-- PROBLEM --
Where a line contains the word "linear", copy that line from the records below.

-- GIVEN ENTRIES --
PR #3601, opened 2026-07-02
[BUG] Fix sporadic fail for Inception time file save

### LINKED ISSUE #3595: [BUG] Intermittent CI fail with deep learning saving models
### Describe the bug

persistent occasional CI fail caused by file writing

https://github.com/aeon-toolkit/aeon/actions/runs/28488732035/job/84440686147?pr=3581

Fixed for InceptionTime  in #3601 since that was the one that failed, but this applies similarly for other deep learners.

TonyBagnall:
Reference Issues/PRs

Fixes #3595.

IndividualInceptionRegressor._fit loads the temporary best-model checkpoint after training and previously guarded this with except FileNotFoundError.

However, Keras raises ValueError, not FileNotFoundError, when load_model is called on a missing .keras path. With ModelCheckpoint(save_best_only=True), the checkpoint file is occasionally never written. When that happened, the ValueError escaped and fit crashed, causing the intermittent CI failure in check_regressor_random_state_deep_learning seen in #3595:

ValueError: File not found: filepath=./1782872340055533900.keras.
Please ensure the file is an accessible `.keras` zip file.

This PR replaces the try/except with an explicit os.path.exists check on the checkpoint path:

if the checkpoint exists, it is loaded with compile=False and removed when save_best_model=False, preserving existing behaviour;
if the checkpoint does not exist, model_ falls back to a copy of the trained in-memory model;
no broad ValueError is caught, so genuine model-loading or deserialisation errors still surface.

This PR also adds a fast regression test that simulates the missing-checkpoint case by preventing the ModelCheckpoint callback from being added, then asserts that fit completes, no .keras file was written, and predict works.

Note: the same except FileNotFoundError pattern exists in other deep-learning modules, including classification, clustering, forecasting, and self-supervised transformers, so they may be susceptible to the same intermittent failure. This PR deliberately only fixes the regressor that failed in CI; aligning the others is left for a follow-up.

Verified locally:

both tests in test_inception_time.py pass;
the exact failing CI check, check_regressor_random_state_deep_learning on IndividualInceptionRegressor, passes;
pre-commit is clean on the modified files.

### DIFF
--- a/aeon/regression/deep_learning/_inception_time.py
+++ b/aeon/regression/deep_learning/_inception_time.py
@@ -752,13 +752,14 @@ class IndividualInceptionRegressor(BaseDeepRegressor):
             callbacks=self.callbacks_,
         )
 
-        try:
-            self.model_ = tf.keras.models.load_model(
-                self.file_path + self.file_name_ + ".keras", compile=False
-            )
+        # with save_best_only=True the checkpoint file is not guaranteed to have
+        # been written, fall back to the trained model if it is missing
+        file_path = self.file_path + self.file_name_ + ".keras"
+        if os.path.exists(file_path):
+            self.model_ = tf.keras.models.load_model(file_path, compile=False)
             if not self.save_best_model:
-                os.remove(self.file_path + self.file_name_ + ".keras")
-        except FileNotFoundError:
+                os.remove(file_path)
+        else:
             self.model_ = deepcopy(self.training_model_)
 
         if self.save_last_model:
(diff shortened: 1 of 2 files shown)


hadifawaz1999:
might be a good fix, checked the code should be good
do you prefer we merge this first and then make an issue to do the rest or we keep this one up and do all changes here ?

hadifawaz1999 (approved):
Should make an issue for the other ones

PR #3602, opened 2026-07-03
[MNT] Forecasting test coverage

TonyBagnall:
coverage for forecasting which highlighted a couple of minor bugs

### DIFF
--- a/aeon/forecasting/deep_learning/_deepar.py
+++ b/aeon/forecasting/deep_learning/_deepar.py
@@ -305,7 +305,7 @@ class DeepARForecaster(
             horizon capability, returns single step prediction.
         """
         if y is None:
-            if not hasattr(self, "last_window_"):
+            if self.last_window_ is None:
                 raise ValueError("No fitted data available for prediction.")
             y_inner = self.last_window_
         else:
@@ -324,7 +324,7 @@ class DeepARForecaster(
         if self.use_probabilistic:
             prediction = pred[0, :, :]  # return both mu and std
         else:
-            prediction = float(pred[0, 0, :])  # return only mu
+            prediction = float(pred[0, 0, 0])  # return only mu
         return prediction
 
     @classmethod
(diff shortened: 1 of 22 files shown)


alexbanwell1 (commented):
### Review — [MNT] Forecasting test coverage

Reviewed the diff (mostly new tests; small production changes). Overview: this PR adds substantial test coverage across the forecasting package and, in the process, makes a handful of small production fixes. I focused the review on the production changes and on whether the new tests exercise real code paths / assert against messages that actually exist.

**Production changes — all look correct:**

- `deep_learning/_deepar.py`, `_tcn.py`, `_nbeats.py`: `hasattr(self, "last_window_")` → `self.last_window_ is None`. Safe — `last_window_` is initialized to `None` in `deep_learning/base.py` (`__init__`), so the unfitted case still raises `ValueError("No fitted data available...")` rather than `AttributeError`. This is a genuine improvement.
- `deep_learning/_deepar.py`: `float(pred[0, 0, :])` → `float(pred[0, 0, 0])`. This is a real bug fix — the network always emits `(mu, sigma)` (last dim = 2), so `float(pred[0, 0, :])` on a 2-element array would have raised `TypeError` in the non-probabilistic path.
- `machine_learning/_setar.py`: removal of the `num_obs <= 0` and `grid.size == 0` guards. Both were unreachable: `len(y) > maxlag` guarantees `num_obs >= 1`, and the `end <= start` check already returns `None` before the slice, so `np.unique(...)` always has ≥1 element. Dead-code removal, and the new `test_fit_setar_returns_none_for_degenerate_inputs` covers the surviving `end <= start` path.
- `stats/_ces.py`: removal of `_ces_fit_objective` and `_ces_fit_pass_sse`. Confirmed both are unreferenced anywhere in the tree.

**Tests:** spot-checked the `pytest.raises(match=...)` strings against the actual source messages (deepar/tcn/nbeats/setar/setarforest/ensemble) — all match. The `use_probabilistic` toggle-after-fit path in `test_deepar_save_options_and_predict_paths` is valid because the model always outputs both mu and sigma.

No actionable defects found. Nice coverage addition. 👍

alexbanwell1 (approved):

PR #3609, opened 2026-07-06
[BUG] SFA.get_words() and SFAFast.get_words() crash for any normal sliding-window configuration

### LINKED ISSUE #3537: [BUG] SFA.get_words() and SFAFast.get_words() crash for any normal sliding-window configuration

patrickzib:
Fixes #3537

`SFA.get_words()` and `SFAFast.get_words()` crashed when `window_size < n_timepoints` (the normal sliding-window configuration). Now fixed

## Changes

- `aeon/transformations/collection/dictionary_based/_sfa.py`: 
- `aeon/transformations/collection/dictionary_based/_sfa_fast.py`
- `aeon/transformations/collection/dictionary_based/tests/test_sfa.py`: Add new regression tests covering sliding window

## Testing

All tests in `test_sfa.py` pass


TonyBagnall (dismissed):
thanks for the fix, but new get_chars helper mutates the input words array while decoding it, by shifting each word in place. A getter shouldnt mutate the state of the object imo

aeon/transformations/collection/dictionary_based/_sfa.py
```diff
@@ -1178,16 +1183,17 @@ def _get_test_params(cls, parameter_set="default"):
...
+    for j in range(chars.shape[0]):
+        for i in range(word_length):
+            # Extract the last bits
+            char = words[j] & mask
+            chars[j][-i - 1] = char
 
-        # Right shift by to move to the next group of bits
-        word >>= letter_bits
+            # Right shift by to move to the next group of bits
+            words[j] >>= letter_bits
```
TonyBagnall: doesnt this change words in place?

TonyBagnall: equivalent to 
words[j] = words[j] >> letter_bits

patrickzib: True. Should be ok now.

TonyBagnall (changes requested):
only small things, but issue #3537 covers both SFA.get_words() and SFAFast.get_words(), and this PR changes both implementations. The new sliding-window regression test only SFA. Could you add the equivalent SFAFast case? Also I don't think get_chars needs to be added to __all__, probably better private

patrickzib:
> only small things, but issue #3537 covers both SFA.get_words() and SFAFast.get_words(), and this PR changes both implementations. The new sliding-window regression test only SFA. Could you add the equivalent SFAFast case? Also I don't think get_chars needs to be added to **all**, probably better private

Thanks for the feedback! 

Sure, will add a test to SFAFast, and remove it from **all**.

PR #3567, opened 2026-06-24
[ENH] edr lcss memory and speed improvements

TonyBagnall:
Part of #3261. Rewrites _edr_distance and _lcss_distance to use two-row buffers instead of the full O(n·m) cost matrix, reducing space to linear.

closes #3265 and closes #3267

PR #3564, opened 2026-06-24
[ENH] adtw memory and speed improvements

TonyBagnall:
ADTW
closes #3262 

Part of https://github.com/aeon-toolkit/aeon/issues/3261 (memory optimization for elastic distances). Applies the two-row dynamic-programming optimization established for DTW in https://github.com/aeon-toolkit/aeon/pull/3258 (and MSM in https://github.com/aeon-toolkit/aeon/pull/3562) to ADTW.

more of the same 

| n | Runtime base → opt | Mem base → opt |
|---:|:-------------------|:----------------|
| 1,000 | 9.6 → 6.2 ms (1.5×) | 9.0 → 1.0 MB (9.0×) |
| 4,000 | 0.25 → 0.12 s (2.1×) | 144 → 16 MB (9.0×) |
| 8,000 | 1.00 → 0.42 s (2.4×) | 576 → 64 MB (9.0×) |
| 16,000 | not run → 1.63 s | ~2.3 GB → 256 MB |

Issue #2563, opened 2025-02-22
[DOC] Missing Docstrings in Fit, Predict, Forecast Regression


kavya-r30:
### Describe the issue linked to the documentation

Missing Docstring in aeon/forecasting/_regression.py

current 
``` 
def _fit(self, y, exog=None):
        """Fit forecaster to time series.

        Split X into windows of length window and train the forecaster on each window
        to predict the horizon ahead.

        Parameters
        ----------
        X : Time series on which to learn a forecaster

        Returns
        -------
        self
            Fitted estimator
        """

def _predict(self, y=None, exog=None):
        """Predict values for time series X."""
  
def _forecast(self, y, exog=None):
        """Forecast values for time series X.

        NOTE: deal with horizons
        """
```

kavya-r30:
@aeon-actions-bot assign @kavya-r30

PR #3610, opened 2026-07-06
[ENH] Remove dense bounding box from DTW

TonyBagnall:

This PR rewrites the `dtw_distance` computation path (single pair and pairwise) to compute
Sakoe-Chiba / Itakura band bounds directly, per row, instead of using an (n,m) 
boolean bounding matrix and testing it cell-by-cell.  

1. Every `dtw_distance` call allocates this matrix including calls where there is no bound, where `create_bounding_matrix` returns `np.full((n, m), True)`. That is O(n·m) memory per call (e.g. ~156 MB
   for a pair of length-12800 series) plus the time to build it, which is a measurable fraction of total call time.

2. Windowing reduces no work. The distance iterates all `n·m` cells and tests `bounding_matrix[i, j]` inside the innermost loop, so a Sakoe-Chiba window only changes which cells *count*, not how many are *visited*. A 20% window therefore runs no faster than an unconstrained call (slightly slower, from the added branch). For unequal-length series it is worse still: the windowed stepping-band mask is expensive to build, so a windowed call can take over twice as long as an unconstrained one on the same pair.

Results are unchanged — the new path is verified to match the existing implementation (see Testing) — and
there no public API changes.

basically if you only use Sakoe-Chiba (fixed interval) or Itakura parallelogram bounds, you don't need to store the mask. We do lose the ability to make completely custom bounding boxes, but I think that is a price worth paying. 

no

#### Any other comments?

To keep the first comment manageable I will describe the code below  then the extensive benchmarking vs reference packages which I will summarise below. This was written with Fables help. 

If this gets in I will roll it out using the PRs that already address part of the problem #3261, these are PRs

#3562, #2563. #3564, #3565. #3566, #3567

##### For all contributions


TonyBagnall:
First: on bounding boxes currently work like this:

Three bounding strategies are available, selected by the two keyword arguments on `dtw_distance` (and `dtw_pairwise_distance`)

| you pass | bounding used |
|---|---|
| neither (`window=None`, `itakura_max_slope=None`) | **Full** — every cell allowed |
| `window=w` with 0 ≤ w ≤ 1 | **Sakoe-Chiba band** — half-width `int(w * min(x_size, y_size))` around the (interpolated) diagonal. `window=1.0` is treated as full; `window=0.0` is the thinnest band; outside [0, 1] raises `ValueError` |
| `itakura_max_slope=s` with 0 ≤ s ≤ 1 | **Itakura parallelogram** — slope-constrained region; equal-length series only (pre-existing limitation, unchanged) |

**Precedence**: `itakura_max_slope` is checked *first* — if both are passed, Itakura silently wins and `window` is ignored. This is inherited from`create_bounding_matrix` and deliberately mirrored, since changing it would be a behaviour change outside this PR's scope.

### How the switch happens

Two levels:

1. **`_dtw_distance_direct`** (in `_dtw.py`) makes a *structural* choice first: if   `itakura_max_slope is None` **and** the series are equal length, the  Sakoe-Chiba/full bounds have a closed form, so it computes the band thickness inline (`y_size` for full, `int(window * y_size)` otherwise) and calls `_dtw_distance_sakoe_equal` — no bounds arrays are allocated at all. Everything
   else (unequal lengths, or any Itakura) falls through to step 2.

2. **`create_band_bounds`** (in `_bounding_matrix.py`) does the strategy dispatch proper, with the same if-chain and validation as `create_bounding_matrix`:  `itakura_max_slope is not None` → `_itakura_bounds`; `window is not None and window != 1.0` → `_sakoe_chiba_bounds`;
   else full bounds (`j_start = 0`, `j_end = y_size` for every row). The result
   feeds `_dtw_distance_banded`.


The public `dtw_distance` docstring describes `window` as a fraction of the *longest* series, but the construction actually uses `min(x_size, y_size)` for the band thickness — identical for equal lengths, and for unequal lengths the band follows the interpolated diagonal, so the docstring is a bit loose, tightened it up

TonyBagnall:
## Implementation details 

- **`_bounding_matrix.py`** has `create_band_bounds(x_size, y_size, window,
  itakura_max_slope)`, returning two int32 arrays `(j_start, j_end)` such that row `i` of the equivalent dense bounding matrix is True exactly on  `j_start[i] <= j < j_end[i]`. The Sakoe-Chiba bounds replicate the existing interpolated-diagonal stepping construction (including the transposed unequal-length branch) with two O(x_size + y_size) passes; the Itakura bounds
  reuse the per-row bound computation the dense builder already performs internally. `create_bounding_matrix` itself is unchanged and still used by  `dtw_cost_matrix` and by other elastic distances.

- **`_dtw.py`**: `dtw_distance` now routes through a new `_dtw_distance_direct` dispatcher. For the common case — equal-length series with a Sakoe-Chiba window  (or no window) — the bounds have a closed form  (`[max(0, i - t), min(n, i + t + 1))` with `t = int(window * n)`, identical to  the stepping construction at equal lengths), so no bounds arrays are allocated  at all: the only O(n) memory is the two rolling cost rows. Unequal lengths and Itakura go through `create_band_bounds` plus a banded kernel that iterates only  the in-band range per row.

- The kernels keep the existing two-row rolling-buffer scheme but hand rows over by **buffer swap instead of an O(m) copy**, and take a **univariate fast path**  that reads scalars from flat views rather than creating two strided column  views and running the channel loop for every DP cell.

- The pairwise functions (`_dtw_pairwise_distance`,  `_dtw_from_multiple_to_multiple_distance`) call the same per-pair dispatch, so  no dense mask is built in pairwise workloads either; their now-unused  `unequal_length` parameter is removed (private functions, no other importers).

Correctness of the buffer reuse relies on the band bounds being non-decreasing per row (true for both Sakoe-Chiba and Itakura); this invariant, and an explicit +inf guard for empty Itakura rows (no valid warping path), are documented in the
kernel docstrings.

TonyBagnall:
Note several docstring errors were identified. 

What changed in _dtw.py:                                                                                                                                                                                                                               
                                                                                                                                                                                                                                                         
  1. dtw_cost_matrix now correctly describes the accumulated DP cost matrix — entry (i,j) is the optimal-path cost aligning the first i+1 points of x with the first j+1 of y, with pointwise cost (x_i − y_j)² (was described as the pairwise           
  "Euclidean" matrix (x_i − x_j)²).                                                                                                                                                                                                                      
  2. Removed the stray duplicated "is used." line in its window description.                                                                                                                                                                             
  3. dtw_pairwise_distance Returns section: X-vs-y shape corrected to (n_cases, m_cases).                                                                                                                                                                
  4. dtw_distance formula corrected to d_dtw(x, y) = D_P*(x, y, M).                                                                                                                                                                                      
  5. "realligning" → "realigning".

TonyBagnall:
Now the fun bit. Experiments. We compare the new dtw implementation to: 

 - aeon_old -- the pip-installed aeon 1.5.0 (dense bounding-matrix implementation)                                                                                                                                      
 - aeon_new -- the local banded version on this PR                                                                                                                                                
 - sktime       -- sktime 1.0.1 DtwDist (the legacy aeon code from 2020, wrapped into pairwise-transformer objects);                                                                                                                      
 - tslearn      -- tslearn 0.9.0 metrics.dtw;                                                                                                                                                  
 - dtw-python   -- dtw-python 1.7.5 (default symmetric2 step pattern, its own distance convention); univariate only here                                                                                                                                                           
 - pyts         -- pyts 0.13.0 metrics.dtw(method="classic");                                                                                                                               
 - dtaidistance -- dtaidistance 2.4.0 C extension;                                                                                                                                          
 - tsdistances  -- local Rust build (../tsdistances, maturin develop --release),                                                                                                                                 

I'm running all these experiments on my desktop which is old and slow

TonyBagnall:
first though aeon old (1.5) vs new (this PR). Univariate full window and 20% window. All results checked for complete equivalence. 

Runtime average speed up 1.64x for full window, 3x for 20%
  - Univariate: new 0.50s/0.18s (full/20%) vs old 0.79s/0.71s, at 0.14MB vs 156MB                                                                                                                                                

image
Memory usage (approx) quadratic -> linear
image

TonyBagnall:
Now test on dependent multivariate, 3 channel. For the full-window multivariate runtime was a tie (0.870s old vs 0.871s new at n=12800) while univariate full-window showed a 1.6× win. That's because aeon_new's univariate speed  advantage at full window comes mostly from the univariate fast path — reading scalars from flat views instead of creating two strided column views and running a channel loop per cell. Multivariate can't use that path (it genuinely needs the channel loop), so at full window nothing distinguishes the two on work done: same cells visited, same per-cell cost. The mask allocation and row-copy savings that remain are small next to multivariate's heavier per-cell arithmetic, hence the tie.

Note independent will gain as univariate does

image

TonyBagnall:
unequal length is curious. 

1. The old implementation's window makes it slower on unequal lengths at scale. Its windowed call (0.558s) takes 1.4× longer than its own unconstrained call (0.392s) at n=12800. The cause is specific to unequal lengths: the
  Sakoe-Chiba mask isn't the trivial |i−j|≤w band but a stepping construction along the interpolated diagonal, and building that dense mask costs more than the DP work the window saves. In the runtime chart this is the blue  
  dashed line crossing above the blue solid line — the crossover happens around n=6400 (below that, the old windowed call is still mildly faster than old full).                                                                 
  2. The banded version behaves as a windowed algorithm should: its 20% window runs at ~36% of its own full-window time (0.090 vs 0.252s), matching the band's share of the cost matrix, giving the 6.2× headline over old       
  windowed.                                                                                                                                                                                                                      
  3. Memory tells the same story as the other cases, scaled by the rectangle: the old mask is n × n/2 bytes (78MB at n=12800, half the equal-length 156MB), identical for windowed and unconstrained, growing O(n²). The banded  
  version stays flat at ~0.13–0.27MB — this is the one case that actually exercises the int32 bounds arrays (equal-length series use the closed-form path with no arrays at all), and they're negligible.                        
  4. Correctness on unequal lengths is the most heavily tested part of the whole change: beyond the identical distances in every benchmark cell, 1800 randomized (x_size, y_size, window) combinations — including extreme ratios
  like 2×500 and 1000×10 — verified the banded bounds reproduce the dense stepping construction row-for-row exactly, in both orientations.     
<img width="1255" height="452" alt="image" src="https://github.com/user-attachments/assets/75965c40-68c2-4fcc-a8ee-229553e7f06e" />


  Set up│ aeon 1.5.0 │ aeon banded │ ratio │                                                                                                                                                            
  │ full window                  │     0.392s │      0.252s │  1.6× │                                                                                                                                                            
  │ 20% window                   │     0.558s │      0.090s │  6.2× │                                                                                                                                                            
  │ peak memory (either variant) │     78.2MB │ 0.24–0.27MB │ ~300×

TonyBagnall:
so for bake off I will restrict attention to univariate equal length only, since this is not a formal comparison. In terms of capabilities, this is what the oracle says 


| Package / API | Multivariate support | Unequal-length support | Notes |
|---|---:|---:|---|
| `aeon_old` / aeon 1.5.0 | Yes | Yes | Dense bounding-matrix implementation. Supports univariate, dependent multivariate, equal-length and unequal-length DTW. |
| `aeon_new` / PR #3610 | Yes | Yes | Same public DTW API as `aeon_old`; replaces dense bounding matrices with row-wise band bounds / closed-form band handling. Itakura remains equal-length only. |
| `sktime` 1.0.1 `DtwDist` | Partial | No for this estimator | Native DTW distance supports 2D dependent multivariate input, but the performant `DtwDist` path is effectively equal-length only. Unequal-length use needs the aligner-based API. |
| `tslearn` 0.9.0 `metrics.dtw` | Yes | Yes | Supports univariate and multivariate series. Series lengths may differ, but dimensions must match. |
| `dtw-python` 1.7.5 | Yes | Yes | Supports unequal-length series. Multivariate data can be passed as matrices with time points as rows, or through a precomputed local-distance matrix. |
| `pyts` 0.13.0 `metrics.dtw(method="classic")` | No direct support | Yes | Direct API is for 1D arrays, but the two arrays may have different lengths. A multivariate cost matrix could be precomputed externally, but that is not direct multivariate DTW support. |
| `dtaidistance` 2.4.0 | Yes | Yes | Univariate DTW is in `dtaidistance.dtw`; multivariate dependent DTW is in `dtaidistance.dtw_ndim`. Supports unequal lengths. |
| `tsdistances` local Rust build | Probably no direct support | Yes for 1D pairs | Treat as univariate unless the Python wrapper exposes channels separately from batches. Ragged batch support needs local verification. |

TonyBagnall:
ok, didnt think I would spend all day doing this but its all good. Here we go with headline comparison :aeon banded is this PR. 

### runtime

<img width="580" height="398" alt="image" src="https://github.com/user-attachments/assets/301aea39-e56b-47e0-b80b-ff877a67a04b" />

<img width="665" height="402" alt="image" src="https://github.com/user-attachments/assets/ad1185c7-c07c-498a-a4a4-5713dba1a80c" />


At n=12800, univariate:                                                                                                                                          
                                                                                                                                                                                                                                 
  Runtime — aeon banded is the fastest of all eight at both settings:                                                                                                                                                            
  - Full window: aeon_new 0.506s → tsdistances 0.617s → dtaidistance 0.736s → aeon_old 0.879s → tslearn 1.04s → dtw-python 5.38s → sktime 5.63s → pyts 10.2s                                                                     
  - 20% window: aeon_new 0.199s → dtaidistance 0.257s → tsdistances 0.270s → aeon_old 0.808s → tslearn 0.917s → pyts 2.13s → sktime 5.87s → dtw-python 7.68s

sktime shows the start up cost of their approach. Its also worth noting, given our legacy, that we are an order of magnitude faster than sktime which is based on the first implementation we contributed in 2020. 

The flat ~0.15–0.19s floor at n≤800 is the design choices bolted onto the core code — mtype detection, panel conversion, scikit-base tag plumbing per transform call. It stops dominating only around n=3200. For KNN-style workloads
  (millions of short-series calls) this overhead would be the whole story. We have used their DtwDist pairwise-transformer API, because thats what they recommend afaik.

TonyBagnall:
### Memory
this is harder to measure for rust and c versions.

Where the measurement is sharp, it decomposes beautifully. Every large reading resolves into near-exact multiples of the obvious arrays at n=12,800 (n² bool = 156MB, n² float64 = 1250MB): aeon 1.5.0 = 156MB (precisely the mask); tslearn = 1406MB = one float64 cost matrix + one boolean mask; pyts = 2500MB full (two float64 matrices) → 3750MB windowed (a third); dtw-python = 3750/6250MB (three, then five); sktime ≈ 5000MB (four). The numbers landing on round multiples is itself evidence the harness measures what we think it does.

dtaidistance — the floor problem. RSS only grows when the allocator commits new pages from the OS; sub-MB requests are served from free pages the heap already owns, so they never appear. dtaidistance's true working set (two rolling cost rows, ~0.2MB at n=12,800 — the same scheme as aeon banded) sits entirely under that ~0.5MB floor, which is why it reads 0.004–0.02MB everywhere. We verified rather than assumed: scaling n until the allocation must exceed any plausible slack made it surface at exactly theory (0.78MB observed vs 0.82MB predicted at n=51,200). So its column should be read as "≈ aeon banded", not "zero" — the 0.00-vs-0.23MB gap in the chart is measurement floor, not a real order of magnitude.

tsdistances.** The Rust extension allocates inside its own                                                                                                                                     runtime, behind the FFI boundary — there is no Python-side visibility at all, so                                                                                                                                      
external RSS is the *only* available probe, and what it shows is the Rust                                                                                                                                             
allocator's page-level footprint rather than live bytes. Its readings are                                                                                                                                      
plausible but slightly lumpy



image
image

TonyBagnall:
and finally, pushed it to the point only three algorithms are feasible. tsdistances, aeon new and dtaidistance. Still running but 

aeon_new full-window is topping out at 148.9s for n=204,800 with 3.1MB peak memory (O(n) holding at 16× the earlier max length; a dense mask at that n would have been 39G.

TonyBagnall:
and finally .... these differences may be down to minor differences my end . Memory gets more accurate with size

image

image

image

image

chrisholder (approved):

-- RESPONSE TO THIS TASK --
Part of #3261. Rewrites _edr_distance and _lcss_distance to use two-row buffers instead of the full O(n·m) cost matrix, reducing space to linear.
Memory usage (approx) quadratic -> linear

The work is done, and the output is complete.